So, you endured the litigation process and received a judgment.

But you’re not happy with it, as many experience.

Statistically, most cases are never appealed and those that are face a high hurdle.

However, some succeed, of course, clarifying the law or potentially overturning the decision of the lower, trial Court.

The obvious appeals involve a Judge misinterpreting or misapplying the law – those types of appeals are more straightforward, but also fairly rare.

What about other grounds available to you?

If you think you have been unfairly treated, judicially speaking, here is how you should examine whether you should consider an appeal:

1.Were the parties able to exercise all their procedural rights?

One of the myths of the law is to think that a good lawyer is a cunning person capable of planting annulments at their convenience, throughout the process, which end up defining the trial, in the last moments. Betting on such a strategy may prove unsuccessful. The decisive factor to point out a process as flawed is that one of the parties has really been unable to seize any of its stages.

Did the Judge listen to both parties before adopting a resolution? Did the judge timely notify the start and end of each stage? Was there access to evidence from the opposing party? The central issue is whether one of the parties suffered a defenseless situation. Something important to assess on this point is that the appeal will correct procedural defects. Thus, an appeal that thrives under this argument will guarantee a fair trial, but not win it directly.

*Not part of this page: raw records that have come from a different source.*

PR #30065, opened 2026-08-23
fix(paradex): read reduceOnly from the flags array in parseOrder

rayBastard:
## Summary

`'REDUCE_ONLY' in flags` in `parseOrder` was an index/key check on an array, so `reduceOnly` was never set from the `flags` list. Replaced with `this.inArray ('REDUCE_ONLY', flags)`; `reduceOnly` stays `undefined` when the payload carries no `flags` field at all.

Affected backends (verified against the transpile helpers): **JS, PHP and Go** — Go's `InOp` has no slice case. Python (`in` on a list) and C# (`InOp` → `IList.Contains`) already behaved correctly.

Deliberate behaviour change: for orders where the exchange returns `"flags": []`, `reduceOnly` is now an explicit `false` instead of `undefined` (the exchange did send the flags list and it has no `REDUCE_ONLY`). The five existing fixtures were updated accordingly; `cancelOrders` stays `null` because that payload has no `flags` field.

## Tests

- New `fetchOpenOrders` response fixture with a `REDUCE_ONLY` order — fails on master (`[reduceOnly] computed: null stored: true`), passes with the fix.
- `npm run lint`, `npm run tsBuild`: clean
- `npm run transpile` (Python + PHP): response tests 26/26 in py-sync, py-async, php-sync, php-async; ruff clean
- `npm run transpileCS` / Go transpile: generated code checked (`inArray` with null guard); builds covered by CI
- `request-js` / `response-js`: 26/26
- Diff contains only `ts/src/paradex.ts` + `ts/src/test/static/response/paradex.json`

### DIFF
--- a/ts/src/paradex.ts
+++ b/ts/src/paradex.ts
@@ -1501,10 +1501,10 @@ export default class paradex extends Exchange {
         const average = this.omitZero (this.safeString (order, 'avg_fill_price'));
         const remaining = this.omitZero (this.safeString (order, 'remaining_size'));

2.Did you enter all the necessary evidence to the trial?

Da mihi factum, dabo tibi ius" (give me the facts, I will give you the right) is a phrase that perfectly sums up the work of all the judges around the world. Now, such facts are made available to the Judge based on the evidence that enters the trial as long as they meet certain requirements. It must be related to any of the facts discussed in court, must be sufficient and useful to prove them.

The general rule is that the entry of evidence is allowed and only failure to comply with any of these requirements leads to its rejection. In this sense, it is necessary to attend to two elements that could go unnoticed. First, the interested party must expressly record in the corresponding act the disagreement with the exclusion of evidence. Second, the rejected evidence will be produced at that stage, making it critical to argue how this new element should modify the award.

3.Did the judge do a correct analysis of the evidence?

A judicial process is a search for the truth, under a certain method guided by logic, experience and psychology. Thus, the judicial reasoning expressed in an award should follow objective and verifiable parameters. It is important to know the principles under which the evidence was analyzed and to be clear about what should be considered as accredited according to them, to access a true review of the evidentiary analysis.

The first step to effective persuasion is clarity. Thus, it is essential to identify what is the error in the evidentiary examination and identify which premise (logic, experience or psychology) is the one that was violated when the Judge declared that something was proven (or not). The foregoing provides clarity to the Court of Appeals on the point whose review is requested and, furthermore, demonstrate why the meaning of the award should be modified.


Ruben Rivas, Torres Law (via Lexology on July 29, 2020).